■ **Description of the task**
Pick out each line in these entries that contains the string "interrupted".

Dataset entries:

Issue #934, opened 2021-04-21
[Core] Some veild errors during init result in hangs


Zannick:
```
2021-04-20T23:24:24Z ThreadStakeMiner: starting
2021-04-20T23:24:24Z Veil Miner started
2021-04-20T23:24:24Z Error: Invalid -miningaddress: 'bv1q7cmcjcazyxger9y9llnqpuhj33pmrn9hl0ny24' not owned by wallet
2021-04-20T23:24:24Z tor: Thread interrupt
2021-04-20T23:24:24Z torcontrol thread exit
2021-04-20T23:24:24Z opencon thread exit
2021-04-20T23:24:24Z dnsseed thread exit
2021-04-20T23:24:24Z Shutdown: In progress...
2021-04-20T23:24:24Z addcon thread exit
2021-04-20T23:24:24Z msghand thread exit
2021-04-20T23:24:24Z net thread exit
2021-04-20T23:24:24Z Imported mempool transactions from disk: 3 succeeded, 0 failed, 0 expired, 0 already there
2021-04-20T23:24:37Z ThreadStakeMiner: interrupted
2021-04-20T23:24:37Z Veil Miner started
```
```
./veil-cli stop
error: Could not connect to the server 127.0.0.1:58812

Make sure the veild server is running and that you are connecting to the correct RPC port.
```

_Originally posted by @CaveSpectre11 in https://github.com/Veil-Project/veil/pull/923#discussion_r617101114_

@Zannick:
> This appears to be an existing issue. I can reproduce it here:
> https://github.com/Veil-Project/veil/blob/02cc068b03abe4aeac551762f24ba621819ad733/src/init.cpp#L1972-L1974
> 
> Let me file a separate issue...

PR #935, opened 2021-04-21
[Core] Properly shut down veild if init fails.

Zannick:
### Problem ###
veild doesn't shut down properly if it fails during init.

### Root Cause ###
Background threads were hanging after being interrupted, because they were looking to `ShutdownRequested()`, which was only being set by `StartShutdown()` on SIGTERM.

### Solution ###
Solution is to call `StartShutdown()` when veild fails init and goes to interrupt running threads.

### PR ###
#934 

### Testing ###
Set `autospend=1` and `autospendaddress=<basecoin address>` (or make a similar error that should cause it to close with an error on startup) in your veil.conf and run veild with `-printtoconsole`.

### DIFF
--- a/src/veild.cpp
+++ b/src/veild.cpp
@@ -199,6 +199,7 @@ static bool AppInit(int argc, char* argv[])
 
     if (!fRet)
     {
+        StartShutdown();
         Interrupt();
     } else {
         WaitForShutdown();


codeofalltrades (approved):
ACK a66022a5dfe4af4abd903ce5de5fcbb3f7e85c44
Tested on Win 10

CaveSpectre11 (approved):
ACK a66022a5dfe4af4abd903ce5de5fcbb3f7e85c44

Must be merged before #923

■ **Exercise answer**
2021-04-20T23:24:37Z ThreadStakeMiner: interrupted
Background threads were hanging after being interrupted, because they were looking to `ShutdownRequested()`, which was only being set by `StartShutdown()` on SIGTERM.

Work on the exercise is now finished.